Across the listing that follows, establish how many lines contain the string "deletion" and provide that number by itself.

Dataset content section start

PR #3550, opened 2025-03-12
Fix race condition in Deleted condition

### LINKED ISSUE #3317: Await logic for deletion is sometimes slow
It seems like the deletion await logic occasionally fails to observe the actual deletion of the resource, and waits until the timeout (and is then successful).  I don't have a repro but here's the example:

Dataset content section end

**Reply:** 2